The learner receives a training sample consisting of
both labeled and unlabeled data, and makes predictions for all unseen points. Semi-supervised learning is common in settings where unlabeled data is easily accessible but labels are expensive to obtain. Various types of problems arising in applications, including classification, regression, or ranking tasks, can be framed as instances of semi-supervised learning. The hope is that the distribution of unlabeled data accessible to the learner can help him achieve a better performance than in the supervised setting.

17
Q

What is Transductive Inference?

A

As in the semi-supervised scenario, the learner receives
a labeled training sample along with a set of unlabeled test points. However, the objective of transductive inference is to predict labels only for these particular test
points.
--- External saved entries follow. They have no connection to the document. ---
PR #355, opened 2024-12-12
feat: adds environments

tdstein:


src/posit/connect/resources.py
```diff
@@ -234,3 +234,83 @@ def find_by(self, **conditions: Any) -> T | None:
...
+    def destroy(self) -> None:
+        self._ctx.client.delete(self._path)
+
+    def update(self, **attributes):  # type: ignore
+        response = self._ctx.client.put(self._path, json=attributes)
+        result = response.json()
+        super().update(**result)
+
+
+class _ResourceSequence(Sequence):
```
schloerke, line 254: Should this class inherit from `Sequence[T]` and we replace the `Any` types below with `T`?

This might replace the need for a `_GetItem` class : https://github.com/posit-dev/posit-sdk-py/pull/356#discussion_r1882797688

src/posit/connect/resources.py
```diff
@@ -234,3 +234,83 @@ def find_by(self, **conditions: Any) -> T | None:
...
+class _Resource(dict):
+    def __init__(self, ctx: Context, path: str, **attributes):
+        self._ctx = ctx
+        self._path = path
+        super().__init__(**attributes)
+
+    def destroy(self) -> None:
+        self._ctx.client.delete(self._path)
+
+    def update(self, **attributes):  # type: ignore
```
schloerke, line 248: Can we replace it with the pyright ignore command? `# pyright: ignore[RULE]`
(And if it's only parameter specific, can we put it on an isolated line only? Thank you!)

schloerke (approved):

src/posit/connect/resources.py
tdstein: 👍🏻 I'll do that in a follow up.

PR #72, opened 2021-12-22
Fix invalid profession submit

Gweaton:
# Changes in this PR

There was an issue here where the page would hang on submitting without
a required field, due to there not being a `@Render` decorator on the
`edit` function. I've extracted the rendering functionality into its own
function, and tweaked it the logic for what to display.

The tests are a bit complex, and there might be a better way to handle
this, but here's what the new logic does:
- If there's a blank Profession (i.e. we've just landed on the page)
  persist user input even if one or more fields are missing, so they
  don't have to re-type their answers.
- If there's already a filled-in Profession, e.g. the user is editing
  after already completing this step, render those answers on the page,
  but if a new answer is submitted and a required field is missing,
  render the new values in the form, rather than the older ones on the
  Profession.

### DIFF
--- a/src/professions/admin/add-profession/top-level-information.controller.spec.ts
+++ b/src/professions/admin/add-profession/top-level-information.controller.spec.ts
@@ -83,46 +83,49 @@ describe('TopLevelInformationController', () => {
       it('should fetch all Industries and Nations to be displayed in an option select, with none of them checked', async () => {
         professionsService.find.mockImplementation(async () => blankProfession);
 
-        const templateArgs = await controller.edit('profession-id');
+        await controller.edit(response, 'profession-id');
 
-        expect(templateArgs).toEqual({
-          name: null,
-          industriesCheckboxArgs: [
-            {
-              text: 'Health',
-              value: 'health-uuid',
-              checked: false,
-            },
-            {
-              text: 'Construction & Engineering',
-              value: 'construction-uuid',
-              checked: false,
-            },
-          ],
-          nationsCheckboxArgs: [
-            {
-              text: 'England',
-              value: 'GB-ENG',
-              checked: false,
-            },
-            {
-              text: 'Scotland',
-              value: 'GB-SCT',
-              checked: false,
-            },
-            {
-              text: 'Wales',
-              value: 'GB-WLS',
-              checked: false,
-            },
-            {
-              text: 'Northern Ireland',
-              value: 'GB-NIR',
-              checked: false,
-            },
-          ],
-          errors: undefined,
-        });
+        expect(response.render).toHaveBeenCalledWith(
+          'professions/admin/add-profession/top-level-information',
+          {
+            name: null,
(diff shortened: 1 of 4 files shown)


src/professions/admin/add-profession/top-level-information.controller.ts
```diff
@@ -29,35 +21,20 @@ export class TopLevelInformationController {
...
     errors: object | undefined = undefined,
-  ): Promise<TopLevelDetailsTemplate> {
+  ): Promise<void> {
     const profession = await this.professionsService.find(id);
 
-    const industries = await this.industriesService.all();
-
-    const industriesCheckboxArgs = await new IndustriesCheckboxPresenter(
-      industries,
+    return this.renderTopLevelInformation(
```
pezholio, line 31: Given this is in the `TopLevelInformationController`, we can probably call this `renderForm`

src/professions/admin/add-profession/top-level-information.controller.ts
```diff
@@ -96,6 +84,68 @@ export class TopLevelInformationController {
...
+    profession: Profession,
+    topLevelDetailsDto: TopLevelDetailsDto,
+  ): Promise<Industry[]> {
+    if (topLevelDetailsDto.industries) {
+      return this.industriesService.findByIds(topLevelDetailsDto.industries);
+    }
+
+    if (profession.industries) {
+      return profession.industries;
+    }
```
pezholio, line 132: Could we not just do a ternery here? Something like:

```
return topLevelDetailsDto.industries ? this.industriesService.findByIds(topLevelDetailsDto.industries) : profession.industries;
```

Might just tighten it up a bit

src/professions/admin/add-profession/top-level-information.controller.spec.ts
```diff
@@ -218,23 +224,489 @@ describe('TopLevelInformationController', () => {
...
     });
 
-    describe('when required parameters are not entered', () => {
-      it('does not create a profession, and re-renders the top level information view with errors', async () => {
-        const topLevelDetailsDtoWithNoAnswers = {
-          name: '',
-          nations: undefined,
-          industries: undefined,
-        };
+    describe('when required fields are not entered', () => {
```
pezholio, line 227: Wonder whether we can simplify these tests by unit testing the individual helper methods, rather than doing what is essentially a functional test for every single edge case. We'd have to make those methods public, but I don't think it's a big deal.

pezholio (commented):
I think the overall approach is sound, but I wonder if we can simplify the tests by dropping down a level on the unit tests for our edge cases.

src/professions/admin/add-profession/top-level-information.controller.spec.ts
Gweaton: I think I've simplified them a bit!

pezholio (approved):
Yay - this is great 👍

PR #78, opened 2022-01-04
(1982) Seed users on deploy

pezholio:
We currently don't have a way to seed users at deploy time, meaning we don't have any users to log into the system and start populating data. I've got around this by having environment-specific seed files, and attempted to DRY things up with a decorator that fetches the data, or returns an empty array. With this in place, we can update the Dockerfile to run the seed task before booting the app.


src/decorators/seeds.decorator.ts
```diff
@@ -0,0 +1,14 @@
+export function InjectData(filename: string) {
+  return function (target: any) {
```
Gweaton, line 2: can target be `Seeder` here as all the things that use it implement `Seeder`, or is that not what's happening here?

Gweaton (approved):
Just one comment about the usual `any` here.

Do you think we could get my branch in before this one? There's a new Seeder in there for Organisations, so it'd be good to put that in here if that's not too much of a headache.

src/decorators/seeds.decorator.ts
pezholio: I get this error if I do that 😕 

```
Property 'prototype' does not exist on type 'Seeder'.ts(2339)
```

Gweaton: Have had a play around, tried creating a new interface that extended Seeder and added a `prototype` to satisfy this, but it didn't seem to accept our own Seeder classes, even though they also implement Seeder.

Having read the TypeScript docs for decorators it looks like they use `any` here: https://www.typescriptlang.org/docs/handbook/decorators.html#decorator-composition so I think I'll just have to get over my fear of `any`s in the codebase until we have time to clear them out as much as possible.

pezholio: I've gone for another approach using a property decorator, which seems cleaner. Lemme know what you think!

Gweaton (approved):

PR #81, opened 2022-01-05
Make regulated activities strings

Gweaton:
# Changes in this PR

Updates Regulated Activities field on Professions to represent free text, rather than an array of strings, as we'd previously designed it. This matches the latest designs for adding a Profession, which includes a textarea for adding this information. In the long term, we may want to iterate on this to provide more structured data that will be easier to display to users, but for now this will work with the dataset we want to import.


pezholio (approved):
LGTM 👍

PR #84, opened 2022-01-05
Add Database seed documentation

pezholio:
Add some brief documentation about how to run and create seed data


bryangaledxw (approved):
Looks good. My only quibble is in some cases you might not want to add your new seeder to the _bottom_ of `src/seeder.ts`, if there's dependencies (as with the professions seeder). If there's a succinct way of capturing that I think it's worth mentioning, but I can't think of a way of explaining it that's less complex than just looking at the code, so not super fussed

PR #86, opened 2022-01-05
(1806) Internal professions view

bryangaledxw:
# Changes in this PR

This PR add an internal professions listing, and allows filtering by keyword, nation, organisation, and industry. The displayed columns and filters depends on the type of currently logged in user.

Transductive inference appears to be an easier task and matches the scenario encountered in a variety of modern applications.

18
Q

What is On-Line Learning?

A

The online scenario involves multiple rounds and training and testing phases are intermixed. At each round, the learner receives an unlabeled training point, makes a prediction, receives the true label, and incurs a loss. The objective in the on-line setting is to minimize the cumulative loss over all rounds. Unlike the previous settings just discussed, no distributional assumption is made in on-line learning. In fact, instances and their labels may be chosen adversarially within this scenario.

19
Q

What is Reinforcement Learning?

A

The training and testing phases are also intermixed in
reinforcement learning. To collect information, the learner actively interacts with the environment and in some cases affects the environment, and receives an immediate reward for each action. The object of the learner is to maximize his reward over a course of actions and iterations with the environment. However, no long-term reward feedback is provided by the environment, and the learner is faced with the exploration versus exploitation dilemma, since he must choose between exploring unknown actions to gain more information versus exploiting the information already collected.

20
Q

What is Active Learning?

A

The learner adaptively or interactively collects training examples, typically by querying an oracle to request labels for new points. The goal in active learning is to achieve a performance comparable to the standard supervised learning scenario, but with fewer labeled examples. Active learning is often used in applications where labels are expensive to obtain, for example computational biology applications.